## Activity
One number is the whole answer: how many lines of the records include "right".

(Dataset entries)
* * * * *
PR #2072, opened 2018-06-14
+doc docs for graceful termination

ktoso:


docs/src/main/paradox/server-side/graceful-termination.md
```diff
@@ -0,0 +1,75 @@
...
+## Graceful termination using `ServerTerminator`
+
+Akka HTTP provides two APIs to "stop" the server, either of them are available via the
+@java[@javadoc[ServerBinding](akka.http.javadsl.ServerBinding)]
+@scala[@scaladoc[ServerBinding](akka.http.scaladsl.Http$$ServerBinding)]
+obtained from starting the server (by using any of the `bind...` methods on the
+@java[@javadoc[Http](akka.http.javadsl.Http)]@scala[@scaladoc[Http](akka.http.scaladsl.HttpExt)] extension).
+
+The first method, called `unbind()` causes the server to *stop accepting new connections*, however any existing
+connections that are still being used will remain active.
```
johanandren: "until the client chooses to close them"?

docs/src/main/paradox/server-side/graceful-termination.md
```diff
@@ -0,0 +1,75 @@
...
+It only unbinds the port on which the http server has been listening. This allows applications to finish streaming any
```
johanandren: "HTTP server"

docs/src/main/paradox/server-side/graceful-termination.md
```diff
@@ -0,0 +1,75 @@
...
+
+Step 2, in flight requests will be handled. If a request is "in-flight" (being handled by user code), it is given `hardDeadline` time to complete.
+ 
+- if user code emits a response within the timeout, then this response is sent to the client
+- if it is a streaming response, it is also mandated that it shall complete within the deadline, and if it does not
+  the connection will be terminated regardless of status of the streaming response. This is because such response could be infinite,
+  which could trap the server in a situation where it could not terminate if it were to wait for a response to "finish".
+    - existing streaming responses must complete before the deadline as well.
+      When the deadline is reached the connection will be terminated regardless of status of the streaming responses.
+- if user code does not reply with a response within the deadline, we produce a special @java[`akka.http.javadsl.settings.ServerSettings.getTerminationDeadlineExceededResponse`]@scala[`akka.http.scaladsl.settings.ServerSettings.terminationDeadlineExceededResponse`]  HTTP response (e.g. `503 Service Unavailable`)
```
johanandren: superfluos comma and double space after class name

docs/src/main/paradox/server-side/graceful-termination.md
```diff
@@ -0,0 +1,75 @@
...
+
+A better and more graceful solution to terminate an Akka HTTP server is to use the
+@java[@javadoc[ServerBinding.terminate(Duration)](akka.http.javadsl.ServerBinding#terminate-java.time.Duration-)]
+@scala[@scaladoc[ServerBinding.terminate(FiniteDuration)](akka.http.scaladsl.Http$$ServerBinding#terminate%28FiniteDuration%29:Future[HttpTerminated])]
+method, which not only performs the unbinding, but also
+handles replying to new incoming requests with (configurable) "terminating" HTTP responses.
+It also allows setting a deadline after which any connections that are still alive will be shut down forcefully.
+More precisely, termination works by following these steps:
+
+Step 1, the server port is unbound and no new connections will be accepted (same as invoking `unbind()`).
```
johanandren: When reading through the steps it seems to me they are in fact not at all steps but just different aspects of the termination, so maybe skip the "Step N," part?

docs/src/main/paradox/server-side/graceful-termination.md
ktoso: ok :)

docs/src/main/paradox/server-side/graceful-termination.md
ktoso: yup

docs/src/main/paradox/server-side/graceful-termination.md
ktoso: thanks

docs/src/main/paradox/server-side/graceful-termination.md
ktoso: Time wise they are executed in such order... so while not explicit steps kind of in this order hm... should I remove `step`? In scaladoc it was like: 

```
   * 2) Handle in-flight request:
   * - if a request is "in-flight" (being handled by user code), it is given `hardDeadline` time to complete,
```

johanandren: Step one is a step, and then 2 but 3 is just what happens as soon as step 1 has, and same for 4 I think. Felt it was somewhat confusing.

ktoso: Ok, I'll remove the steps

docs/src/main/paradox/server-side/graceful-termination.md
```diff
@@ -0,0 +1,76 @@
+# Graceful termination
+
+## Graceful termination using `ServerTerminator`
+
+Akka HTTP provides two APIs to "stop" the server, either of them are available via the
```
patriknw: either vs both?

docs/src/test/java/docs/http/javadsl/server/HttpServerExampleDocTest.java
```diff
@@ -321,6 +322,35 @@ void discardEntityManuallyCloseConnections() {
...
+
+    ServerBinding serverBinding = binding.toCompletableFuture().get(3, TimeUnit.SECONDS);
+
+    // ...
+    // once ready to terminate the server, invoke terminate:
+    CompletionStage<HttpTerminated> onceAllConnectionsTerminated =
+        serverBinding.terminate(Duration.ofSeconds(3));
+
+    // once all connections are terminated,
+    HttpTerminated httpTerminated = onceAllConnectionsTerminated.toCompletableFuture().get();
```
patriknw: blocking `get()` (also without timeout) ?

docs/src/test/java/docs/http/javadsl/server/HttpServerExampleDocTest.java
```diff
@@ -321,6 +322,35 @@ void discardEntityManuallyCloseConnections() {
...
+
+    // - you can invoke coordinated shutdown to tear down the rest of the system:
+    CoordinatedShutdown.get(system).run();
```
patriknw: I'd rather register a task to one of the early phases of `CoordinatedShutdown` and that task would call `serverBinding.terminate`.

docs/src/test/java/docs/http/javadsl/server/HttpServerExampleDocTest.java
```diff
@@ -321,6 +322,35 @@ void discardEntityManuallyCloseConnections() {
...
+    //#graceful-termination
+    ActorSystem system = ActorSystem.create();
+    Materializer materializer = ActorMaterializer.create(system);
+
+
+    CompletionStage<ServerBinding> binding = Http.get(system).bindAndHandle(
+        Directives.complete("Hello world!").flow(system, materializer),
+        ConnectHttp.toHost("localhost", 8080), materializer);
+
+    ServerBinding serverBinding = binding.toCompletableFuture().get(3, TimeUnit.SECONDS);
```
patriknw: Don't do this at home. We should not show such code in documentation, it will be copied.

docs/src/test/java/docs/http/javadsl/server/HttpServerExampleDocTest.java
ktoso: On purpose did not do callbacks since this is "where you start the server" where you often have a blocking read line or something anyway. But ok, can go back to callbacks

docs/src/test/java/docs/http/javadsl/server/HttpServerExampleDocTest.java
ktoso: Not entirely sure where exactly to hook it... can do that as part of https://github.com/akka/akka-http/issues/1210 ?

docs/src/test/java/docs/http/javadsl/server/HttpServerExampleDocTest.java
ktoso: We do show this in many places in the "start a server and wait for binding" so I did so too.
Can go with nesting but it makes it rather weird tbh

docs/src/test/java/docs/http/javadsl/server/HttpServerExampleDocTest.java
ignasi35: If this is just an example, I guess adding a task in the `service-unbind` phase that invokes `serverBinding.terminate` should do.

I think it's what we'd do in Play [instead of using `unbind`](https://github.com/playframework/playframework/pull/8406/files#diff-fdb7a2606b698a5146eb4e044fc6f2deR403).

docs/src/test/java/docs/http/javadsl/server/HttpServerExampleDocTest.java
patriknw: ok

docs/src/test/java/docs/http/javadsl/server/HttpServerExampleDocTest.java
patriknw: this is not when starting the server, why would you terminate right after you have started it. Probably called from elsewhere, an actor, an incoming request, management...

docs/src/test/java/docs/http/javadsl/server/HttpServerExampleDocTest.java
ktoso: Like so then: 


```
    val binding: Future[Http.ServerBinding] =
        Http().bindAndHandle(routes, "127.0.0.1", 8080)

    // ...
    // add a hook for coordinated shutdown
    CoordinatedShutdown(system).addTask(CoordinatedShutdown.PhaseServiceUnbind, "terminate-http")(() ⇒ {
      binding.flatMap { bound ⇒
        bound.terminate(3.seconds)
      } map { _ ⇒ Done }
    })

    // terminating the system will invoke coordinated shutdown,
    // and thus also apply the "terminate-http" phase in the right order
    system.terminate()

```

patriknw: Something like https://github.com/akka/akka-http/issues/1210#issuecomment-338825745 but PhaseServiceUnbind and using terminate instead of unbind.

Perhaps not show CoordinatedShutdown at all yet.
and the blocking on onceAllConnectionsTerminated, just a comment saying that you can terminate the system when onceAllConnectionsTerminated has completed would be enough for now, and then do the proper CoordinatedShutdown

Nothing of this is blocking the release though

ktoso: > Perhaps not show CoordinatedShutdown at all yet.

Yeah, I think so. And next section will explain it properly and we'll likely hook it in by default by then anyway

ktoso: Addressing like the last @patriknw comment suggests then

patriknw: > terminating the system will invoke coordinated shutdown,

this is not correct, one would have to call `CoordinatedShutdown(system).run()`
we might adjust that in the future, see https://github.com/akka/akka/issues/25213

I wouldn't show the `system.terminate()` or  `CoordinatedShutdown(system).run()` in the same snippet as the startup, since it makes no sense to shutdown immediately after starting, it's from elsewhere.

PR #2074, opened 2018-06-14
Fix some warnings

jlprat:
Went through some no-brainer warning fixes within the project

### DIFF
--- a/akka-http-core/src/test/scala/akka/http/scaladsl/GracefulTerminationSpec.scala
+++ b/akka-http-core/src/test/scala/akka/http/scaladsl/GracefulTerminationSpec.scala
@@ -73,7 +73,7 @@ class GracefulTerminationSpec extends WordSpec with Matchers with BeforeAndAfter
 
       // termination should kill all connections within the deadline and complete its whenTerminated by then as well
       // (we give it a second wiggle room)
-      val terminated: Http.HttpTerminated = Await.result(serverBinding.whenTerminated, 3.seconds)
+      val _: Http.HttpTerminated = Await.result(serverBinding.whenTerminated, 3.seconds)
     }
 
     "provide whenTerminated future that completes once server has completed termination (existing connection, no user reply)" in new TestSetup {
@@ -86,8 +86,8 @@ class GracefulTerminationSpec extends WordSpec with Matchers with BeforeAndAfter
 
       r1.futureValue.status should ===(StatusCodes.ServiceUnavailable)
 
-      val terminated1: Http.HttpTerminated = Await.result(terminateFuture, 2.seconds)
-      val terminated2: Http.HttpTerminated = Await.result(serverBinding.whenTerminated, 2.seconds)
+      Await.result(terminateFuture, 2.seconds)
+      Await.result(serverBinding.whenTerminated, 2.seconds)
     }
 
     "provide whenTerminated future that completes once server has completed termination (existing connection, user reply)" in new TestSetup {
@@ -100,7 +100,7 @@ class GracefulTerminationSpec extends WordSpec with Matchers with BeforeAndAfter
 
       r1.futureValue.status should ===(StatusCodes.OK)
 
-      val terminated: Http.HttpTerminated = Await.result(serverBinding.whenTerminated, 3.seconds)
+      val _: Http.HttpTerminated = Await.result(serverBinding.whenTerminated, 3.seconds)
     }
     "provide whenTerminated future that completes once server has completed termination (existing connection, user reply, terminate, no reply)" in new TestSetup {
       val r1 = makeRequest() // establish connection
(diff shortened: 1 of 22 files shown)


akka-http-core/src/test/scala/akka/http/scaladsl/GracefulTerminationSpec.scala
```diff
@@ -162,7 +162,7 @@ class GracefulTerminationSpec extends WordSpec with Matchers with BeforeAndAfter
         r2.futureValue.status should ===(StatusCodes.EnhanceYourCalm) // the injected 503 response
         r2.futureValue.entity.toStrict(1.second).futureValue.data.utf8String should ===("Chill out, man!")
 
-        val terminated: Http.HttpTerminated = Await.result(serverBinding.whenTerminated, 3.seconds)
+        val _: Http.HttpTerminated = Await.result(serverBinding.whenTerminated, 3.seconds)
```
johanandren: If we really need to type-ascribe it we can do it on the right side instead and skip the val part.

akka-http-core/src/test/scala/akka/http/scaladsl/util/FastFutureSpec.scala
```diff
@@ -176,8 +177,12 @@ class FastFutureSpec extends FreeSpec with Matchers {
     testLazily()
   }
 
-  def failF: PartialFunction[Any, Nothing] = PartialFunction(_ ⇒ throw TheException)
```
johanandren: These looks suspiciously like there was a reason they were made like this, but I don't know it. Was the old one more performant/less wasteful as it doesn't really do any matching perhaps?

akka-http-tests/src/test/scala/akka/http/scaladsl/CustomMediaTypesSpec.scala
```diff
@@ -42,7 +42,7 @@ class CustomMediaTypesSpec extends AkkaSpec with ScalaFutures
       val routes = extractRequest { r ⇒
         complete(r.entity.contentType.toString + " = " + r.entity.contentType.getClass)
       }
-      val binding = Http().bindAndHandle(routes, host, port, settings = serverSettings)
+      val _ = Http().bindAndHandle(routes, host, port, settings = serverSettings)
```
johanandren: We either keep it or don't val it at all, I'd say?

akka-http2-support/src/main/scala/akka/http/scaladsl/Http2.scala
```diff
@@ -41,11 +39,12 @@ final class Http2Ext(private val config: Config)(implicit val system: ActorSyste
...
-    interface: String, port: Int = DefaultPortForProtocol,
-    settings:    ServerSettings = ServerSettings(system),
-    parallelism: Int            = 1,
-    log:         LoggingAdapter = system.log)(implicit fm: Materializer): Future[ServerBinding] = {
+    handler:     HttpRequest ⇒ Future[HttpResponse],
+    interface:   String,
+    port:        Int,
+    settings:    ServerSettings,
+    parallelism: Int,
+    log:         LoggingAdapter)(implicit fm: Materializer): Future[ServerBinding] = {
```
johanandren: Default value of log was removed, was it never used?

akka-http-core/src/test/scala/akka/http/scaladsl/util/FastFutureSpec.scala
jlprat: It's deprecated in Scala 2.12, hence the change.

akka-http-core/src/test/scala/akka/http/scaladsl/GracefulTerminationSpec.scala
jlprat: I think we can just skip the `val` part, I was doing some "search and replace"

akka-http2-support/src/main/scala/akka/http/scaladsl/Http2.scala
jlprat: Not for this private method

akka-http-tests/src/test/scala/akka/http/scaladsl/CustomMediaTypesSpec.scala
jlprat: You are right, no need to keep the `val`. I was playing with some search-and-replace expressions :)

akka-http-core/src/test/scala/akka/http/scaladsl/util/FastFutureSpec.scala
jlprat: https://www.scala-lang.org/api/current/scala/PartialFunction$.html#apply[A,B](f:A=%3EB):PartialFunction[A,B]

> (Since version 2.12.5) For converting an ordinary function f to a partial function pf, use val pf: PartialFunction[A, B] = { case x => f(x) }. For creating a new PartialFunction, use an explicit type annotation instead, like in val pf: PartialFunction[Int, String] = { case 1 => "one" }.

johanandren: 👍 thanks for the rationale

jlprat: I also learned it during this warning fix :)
* * * * *
## Reply to the exercise
4